Among Wachovia Corp.’s directors, only Morris W. Offit dissented when a vote was called to reaffirm a friendly merger agreement with First Union Corp. or reopen talks with SunTrust Banks Inc.

Mr. Offit has declined to talk about the matter publicly, beyond confirming his dissent, but that hasn’t stopped SunTrust from deriving plenty of public relations value from his vote. That value only increased with the filing of proxy and other registration materials last week by First Union, in which new details on Wachovia’s May 22 board meeting were revealed.

According to First Union’s filing Wednesday with the Securities and Exchange Commission, Mr. Offit “indicated that he was dissenting based on disagreements with the process surrounding the termination of the discussions with SunTrust in December 2000.”

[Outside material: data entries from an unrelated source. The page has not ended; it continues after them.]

Issue #710, opened 2026-07-14
[bug] MTP n=3 corrupts tool calls on chained-agent workloads (poisons the prefix cache; survives until restart) — parser is NOT the variable, and MTP costs ~44% TPS on 2×3090


alexpolo1:
Opening the separate thread requested in [#178](https://github.com/noonghunna/club-3090/issues/178) ("On the **MTP × qwen3_coder tool-call corruption A/B** — that's the most valuable part, and **yes, please open the separate issue**"). @mgabor3141 reported this mode; this is an independent reproduction on a second rig with a **2×2 A/B that isolates the variable**.

**TL;DR — three findings:**
1. **MTP n=3 corrupts tool calls on chained-agent workloads.** The agent itself poisons the KV/prefix cache: a probe goes **6/6 → 0/6** after 3 autonomous agent runs on the same server.
2. **The tool-call parser is NOT involved.** `qwen3_coder` vs `qwen3_xml` makes **zero** difference (both corrupt with MTP on, both clean with MTP off). So the `qwen3_xml` half of the known workaround is **unnecessary** — MTP-off alone is sufficient.
3. **MTP n=3 is also a large TPS *regression* on this rig: 36.9 → 65.1 tok/s with it off (+79%).** It costs correctness *and* throughput.

---

## Rig

- 2× RTX 3090 (Ampere sm_86), **PCIe-only, no NVLink**, power caps 260/280 W
- `qwen3.6-27b` AutoRound INT4, TP=2, `--kv-cache-dtype fp8_e5m2`, `--enable-prefix-caching`, `--enable-chunked-prefill`, `max-model-len 262144`, `max-num-seqs 4`
- froggeric chat template, `--reasoning-parser qwen3`, `--default-chat-template-kwargs {"enable_thinking": false}`
- vLLM `v0.24.0` (`vllm-stable` pin), compose = **shipped default** `models/qwen3.6-27b/vllm/compose/dual/autoround-int4/fp8-mtp.yml`
- Agent: Nous **hermes-agent** CLI (chained file/terminal tools) against `:8010`

## Symptom

The model stops emitting the template's XML tool format and instead emits unparseable markup, so vLLM returns **no `tool_calls`** and the agent silently ends the task having done nothing (`exit 0`):

```
<arg_key>thinking</arg_key><arg_value>Let me start by reading the log file to understand the symptom...</arg_value>
```
```
search_files(target='files', path='/tmp', pattern='*')      # naked call, no XML wrapper
```
[...]

PR #735, opened 2026-07-17
Add vllm/tess-dual-w4a16: the MTP-revival slug (262K, MTP n=5, #662)

noonghunna:
## What

Promotes `LeaderboardModel1/Tess-4-27B-AutoRound-W4A16-Tuning` into the catalog as **`vllm/tess-dual-w4a16`** — dual 3090, TP=2, **262K ctx**, fp8_e4m3 KV, **built-in MTP n=5** (`SPEC_N` overridable). This is the #662 resolution: the checkpoint keeps `mtp.fc` + `linear_attn.in_proj` BF16 via `extra_config`, reviving the MTP head that the migtissera NVFP4 export killed (4-bit'd `mtp.fc` → 0% accept). klement's hypothesis confirmed — the export was the killer, not head misalignment.

## Validation (reference 2×3090, rebench-full 131 min)

| Gate | Result |
|---|---|
| bench | **73.5 narr / 108.2 code** tok/s decode (NVFP4 spec-off: 62.4) — MTP accept-len 5.0 / 80% warm |
| verify-stress | **8/8** incl. NIAH ceiling ladder to 0.92×262K (2.2 GB VRAM margin) |
| soak | PASS — 0/100 silent-empty, p50 110.6 tok/s, 105% retention |
| 8-pack | **108/150 off / 115/150 on** — beats the NVFP4 A0 (106/113) on both legs |
| compose boot | via `switch.sh` (not hand-run): verify-full **9/9**, MTP contributing |
| catalog suite | full sweep **83/83 green**; `diagnose-profile` GREEN |

MTP n-sweep (single-variable boots): knee at **n=5** — prose break-even (69.9 vs 70.1 no-spec), code **+49%** (104.3 vs 70.0); n=6/8 regress as tail acceptance collapses. Artifacts: `results/rebench/tess-4-27b-20260717-0529`.

Status ships **⚠️ caveats**: think-OFF still undershoots the GGUF tier (108 vs 116, cli-40-concentrated); think-ON ties (115/117, cli-40 25/40 = parity) — the known 4-bit precision gap from the 07-12 arms, not a serving-path issue.

## Changes

- **New compose** `models/tess-4-27b/vllm/compose/dual/leaderboard-w4a16/fp8-mtp.yml` + registry entry + `leaderboard-w4a16` weights variant + `tess-mtp-builtin` drafter profile (c3 spec column).
- **⚠️ DEFAULTS decision to review:** adds `(tess-4-27b, vllm, dual)`. Because `vllm` leads `ENGINE_PREFERENCE[dual]` and `caveats` is functional, this **flips the curated `tess-4-27b/default` from llamacpp to vllm** (73/108 TPS vs 52–63/67; think-ON ties, think-OFF −8). The DEFAULTS comment documents the one-line revert if the GGUF should stay the model default.
- **compat.py C5**: `qwen35` family added to the Ampere fp8_e4m3 FlashInfer allowance (same DeltaNet-hybrid class as qwen3-next, live-validated today). Gemma stays correctly rejected; guard fixtures unchanged.
- **NVFP4 sibling** header: drafter forensics re-attributed to the export (the "feature-space misaligned" claim is retracted); slug repositioned for native-FP4 rigs.
- **UPSTREAM.md**: new **vllm#40898** row — stock-vLLM DFlash hard-`NotImplementedError`s on hybrid `layer_types` (verified on v0.25.1 during this work); the retired 82/125 DFlash numbers were purged-nightly overlays, not stock.
- **BENCHMARKS.md**: full row (n-sweep, gates, DFlash rule-outs — including the cross-model Anbeeld drafter losing to Tess's own MTP GGUF on the llama.cpp lane by ~20pp acceptance).
- Test count bumps: registry 66, disk composes 67, drafters 14.

https://claude.ai/code/session_01EfF565T9eSLaqGzidyJ1Pm


kevinb361:
Field report from an attended dual-3090 canary of the merged Tess recipe.

Exact model: `LeaderboardModel1/Tess-4-27B-AutoRound-W4A16-Tuning` at revision `4004cd9a5e1ac009ce31358e1fb77b99a58dfc68`.

The recipe worked technically: the model loaded, MTP n=5 engaged, plain and native-tool smokes passed, final-state checks passed, and there were no OOMs or unexpected restarts. MTP acceptance measured 49.1% (2,188/4,460 accepted draft tokens).

The attended comparison did not justify advancement over the existing Qwen control:

| Measure | Qwen control | Tess MTP5/APC-off |
|---|---:|---:|
| Code decode | 91.32 tok/s | 52.39 tok/s |
| Narrative decode | 80.93 tok/s | 40.02 tok/s |
| Repeated tool-loop median | 2.749 s | 14.398 s |
| MTP acceptance | 61.5% | 49.1% |
| Safety/minimality lexical pass | 0.733 | 0.667 |

An external pairwise judge liked Tess on the general corpus (13 wins, 13 ties, 4 losses), but it lost the safety corpus gate (5 wins, 2 ties, 8 losses; mean 0.433). The repeated-turn penalty was 5.24x in the shipped APC-off shape.

I stopped there under the preregistered fail-closed sequence, so the conditional spec-off and APC-on arms were not used to rescue the candidate. This is not a claim that Tess is generally bad; it is a field report that the exact dual-3090 MTP5/APC-off recipe works but was not competitive for an agentic deep lane where repeated tool turns and safety/minimality matter.

noonghunna:
@kevinb361 — a preregistered fail-closed canary with an attended pairwise judge is the reference standard for field reports here; thank you. Three responses, one of which materially changes the picture:

**1. Your worst finding was measured on a shape that was superseded hours later.** The canary ran the #735 ship (APC-off — the #720 interim default). Later the same day, **#736 flipped prefix-caching back ON as the shipped default** — with the vllm#48375 fix vendored and boot-applied on this exact compose — largely *because of your own production data* (the 89.5% hit rate / 7.4× TTFT numbers you posted on #710). The 5.24× repeated-tool-loop penalty you measured is the APC-off re-prefill cost at 262K, and it's precisely what the flip removes: our warm-TTFT matrix on the qwen sibling shows 13.3s → 1.3s on held-prefix turns with APC on. Your prereg reserved an APC-on arm as a "rescue" you rightly refused to use — but as of #736 that arm *is the shipped default*, so a re-run of just the repeated-tool-loop probe on current master would be measuring the recipe as shipped, not a rescue. If it still loses there, that's a finding we'd act on.

**2. The decode gap is the accept-rate collapse on your workload — and the recipe has a knob for it.** You measured 49.1% accept on attended agent traffic vs the 80% we measured warm on code generation — MTP acceptance is strongly workload-shaped, and at ~49% accept, **n=5 is past its knee and becomes an anchor** (our n-sweep: the tail positions only pay for themselves above ~55–60%). That's most of your 52/40 tok/s vs our 108/73. For an agentic deep lane, try `SPEC_N=3` (the compose seam) or comment the spec block out entirely — at your acceptance profile, spec-off may genuinely win on short tool turns, consistent with the two-regime split from #710.

**3. The safety-corpus loss is the model, not the recipe — and your gate is reading it correctly.** Tess is a Hermes-lineage agentic fine-tune: deliberately low-refusal, compliance-optimized. Our own quality history says the same thing — the cli-40 safety-refusal scenario has been a chronic Tess failure across every quant and both engines (one earlier trace executed a destructive command outright; a later apparent refusal turned out to be engine-side, not model-intrinsic). No quant, template, or serving recipe moves this; it's equally true of the GGUF lane. For a lane where safety/minimality gates matter, the Qwen control is the right pick and your fail-closed result is the catalog working as intended — the slug ships ⚠️ with the agentic undershoot documented, and the recipe's honest win is speed + 262K + the revived head for code-gen-shaped work.

We'll fold this report into the BENCHMARKS Tess section as the first cross-rig W4A16 row (attended-canary caveat noted). If you do re-run the tool-loop probe on the post-#736 default, that number lands there too — either way it sharpens the lane guidance.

More specifically, the filing says, Mr. Offit voiced his opinion that “he was more comfortable with the SunTrust business model, which he viewed as more retail-oriented compared to the First Union model with its greater emphasis on capital markets activities; and his view that the cultural fit with SunTrust was better because of its focus on relationship-based banking while he regarded First Union as more focused on transactional-based services.”

SunTrust, which has had little to cheer about since launching its hostile offer, is doing everything it can to piggy-back on Mr. Offit’s comments in the hope that his credibility in the industry, and stature on the board — with 489,201 shares, he is the second-largest stakeholder among Wachovia directors – will help turn the public relations momentum back in its direction.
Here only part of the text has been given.